PR #1892, opened 2025-04-11
preserve side nav scroll state

trishalim:


homepage/homepage/lib/navigation-items.ts
```diff
@@ -0,0 +1,32 @@
+import { NavItemProps } from "gcmp-design-system/src/app/components/organisms/Nav";
+
+export const navigationItems: NavItemProps[] = [
```
aeplay: Should we move this into the new top-level `content` folder?

aeplay (approved):
Very nice, thanks!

#### [DIRECTIONS FOR THIS TASK]
Wherever the string "aeplay" appears in the data above, report the whole line.

#### [TASK RESULT]
aeplay: Should we move this into the new top-level `content` folder?
aeplay (approved):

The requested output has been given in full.